2. The water tank could not be removed for cleaning (and you cant really clean it properly in situ) without taking the case covers off...a real hassle on the heavenly.


----------



## Milanski (Oct 10, 2013)

Blatantly nicking some aesthetics from the L1 perhaps?


----------



## Jon (Dec 3, 2010)

coffeebean said:


> Don't know if you have seen it yet, but Fracino have redesigned the Heavenly. I really quite like it! What do you all think?
> 
> View attachment 31444


It looks SO much better...


----------



## cold war kid (Mar 12, 2010)

The drip tray on the original Heavenly was absolutely useless even for domestic purposes. If I was using it in a professional capacity it would be a real deal breaker for me. I would hope that this has now been addressed. Also, the E61 clone that they seem to still be using isn't at all aesthetically pleasing and is the reason I went for the Classico instead of the Cherub in the end.

Other than that it looks good. It was, and presumably still is, a good quality machine. It's made in the same factory, by the same people, as the L1 and as mentioned before, seems to be picking up some of the styling queues from that and the Classico.


----------



## Dylan (Dec 5, 2011)

Milanski said:


> Blatantly nicking some aesthetics from the L1 perhaps?


Come on, at this point all espresso machine manufacturers are all nicking aesthetics from one another - there is hardly an original design amongst them all. I really dont think you can accuse anyone of nicking ideas.


----------



## DavecUK (Aug 6, 2013)

Dylan said:


> Come on, at this point all espresso machine manufacturers are all nicking aesthetics from one another - there is hardly an original design amongst them all. I really dont think you can accuse anyone of nicking ideas.
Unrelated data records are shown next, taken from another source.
PR #276, opened 2020-09-25
Create developer tools, to ease setup and development

jmrozanec:

* We add a script (multiflow.sh) with developer utilities. 
* We provide a dockerized environment for scikit-multiflow development, mirroring local code into a Docker instance. 
* The developer no longer requires to install any dependencies and can execute tests from a Docker, bringing the same dev experience to all contributors.
* We provide documentation on how these tools can be used in DEVELOPMENT.md.
* Requirements on developers PC: Docker, Python, pip, npm

We think such tools are important, since lowering the barrier to start developing on scikit-multiflow, encourages more people to get involved in the project and fosters contribution and adoption.

---

#### Implementation

#### Tests


jmrozanec:
@jacobmontiel please let us know if anything else is required for this PR acceptance. Thanks!

jmrozanec:
@jacobmontiel is there anything we can do to help to accept this PR?

garawalid:
@jmrozanec  Thanks for the PR!
I'll review this PR tonight!

garawalid:
Thanks @jmrozanec for your work!

We already have a [scikit-multiflow docker image](https://github.com/scikit-multiflow/scikit-multiflow/tree/master/docker) with a repository. The one with `devel` tag tracks changes of each commit in the master branch.

It's good to use docker as a development environment. But I don't agree with putting it in the repository for many reasons:

- We cannot force users to use docker as a development environment. (I prefer using the OS directly because it's faster)
- The cost of maintenance is expensive.
- The development environment is unique to each person, for example, I don't see any reason to use `tmux`.

If you have some improvement in the docker file or in the DevOps pipelines feel free to open a PR!

jmrozanec:
@garawalid we view it in a different way: this is not forcing anyone to use the tools, it just provides means to do so quicker. If you check the current image Vs what we provided, there is a difference on why is provided. We would suggest to converge into a single version, but accept this approach for this, who want it. 
In this case, tmux is optional as well.

garawalid:
> It just provides means to do so quicker: the tools are an additional option for devs. 

I'm not sure it's quicker, getting started is made in two steps:
1. clone the Repository
2. Install requirements

And there are many possible ways to install requirements (on virtual env. or the host python)

> If you check the current image vs what we provided, there is a difference in why is provided. Our image does not freeze any code or dependencies: just mirrors the repo code in docker, so you avoid installing any dependencies and are ready to develop. Thus the cost of maintenance is zero.

- In theory, the cost of maintenance is zero but it's beyond that! In my company, we have a docker env. and we faced many cases where we need to update the docker env and build the docker from the scratch. A real use case: A contributor adds a new python dependency that needs some os packages (should be installed with apt for example) and for some reason, this contributor is not using the docker env. So, we need to manually update dockerfile with this package, otherwise, the env will be useless. This can lead to technical debt. I prefer that each developer handle his OS.

- Assume that I'm using the docker env. In order to use my IDE (Pycharm), I can either use mapping, remote interpreters or both.
  - Mapping a path: With Linux it's working like a charm, but I faced many issues with docker in Windows. More complexity to be handled. With Mapping alone, we cannot benefit from the full power of Pycharm (Debugger, run tests and generate coverage, profiling, etc)
  - Remote Python interpreter with ssh: This can be a good solution with the automatic upload. Developer can face some issues related to ssh configuration and network.
   
- The good point is the docker env. will isolate the dev. env. from the OS. But this can be done easily with `venv`. right now we don't have any big dependencies and extra services.

N.B: 
- We are assuming that anyone will use the docker env. has a good experience with Docker and Docker Compose.
- Some features of Pycharm are available only in the **PRO** version.

> We may converge into a single Docker version, but accept this approach for those, who may want it.
In this case, tmux is optional as well - does not force anyone to use it, even if using the multiflow.sh utilities.

As for velocity, the dockerized environment is fast and pretty standard nowadays as development env in many enterprise projects.

The [devel](https://github.com/scikit-multiflow/scikit-multiflow/blob/master/docker/dockerfiles/devel.Dockerfile) tag contains a clone of the repository and it's updated each time we commit the master. So technically, it's an image that contains a dev version of scikit-multiflow and we can use it in the development. Maybe we can add more dev. tools.

The whole point is to discuss the proposal and weigh the pros and cons. I think it's faster and easier to clone the project, install dependencies and start developing with less complexity especially when we face some bugs.

And I think the docker env. is a good solution for some project that has many dependencies (Hadoop ecosystem, Kafka or a Metastore). But for a python package that can be set up in two steps regardless of the OS is not worth it! 

I hope you are convinced! I vote -1 for this feature.

cc @jacobmontiel , @smastelini Any thoughts about this proposal?

jmrozanec:
@garawalid thanks - we appreciate the comments, and understand the -1. We agree for some may be easier to just perform two steps - it is ok, and will submit another PR with tools to do just that 😄  Just want to point out two things, that are not accurate:
  - in our case is zero maintenance, because packages are installed on the fly from the requirements and requirements-dev files. No dependencies are freezed in the Docker image, so will never be stale. Same with code: we mirror the local code, not commits in remote repo. This makes the difference.
- we may be soon integrating with Kafka and others, and will require this envs to test and show multiflow works ok with them. This provides an easy way to do so. We may choose to handle integrations in another repo, etc. as well - that may be a valid option (integrations may have different iteration velocities than main code). But will most likely require something similar, where integrations will be developed.

garawalid:
> we may be soon integrating with Kafka and others, and will require this envs to test and show multiflow works ok with them. This provides an easy way to do so. We may choose to handle integrations in another repo, etc. as well - that may be a valid option (integrations may have different iteration velocities than main code). But will most likely require something similar, where integrations will be developed.  

I agree, we need to figure out something ready to use for developers with zero maintenance cost. Most probably we will use docker env.

jmrozanec:
@garawalid ok, this tools provide it 😄 In the Kafka PR, we upgrade them, to provide Kafka environment as well.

I think ACS machines certainly look different...plus some of the stuff in design and prototype look very different to what's on the market currently


----------



## kennyboy993 (Jan 23, 2017)

DavecUK said:


> I think ACS machines certainly look different...plus some of the stuff in design and prototype look very different to what's on the market currently


Have been waiting for ACS to do another domestic project - what can u tell us?


----------



## Milanski (Oct 10, 2013)

Dylan said:


> Come on, at this point all espresso machine manufacturers are all nicking aesthetics from one another - there is hardly an original design amongst them all. I really dont think you can accuse anyone of nicking ideas.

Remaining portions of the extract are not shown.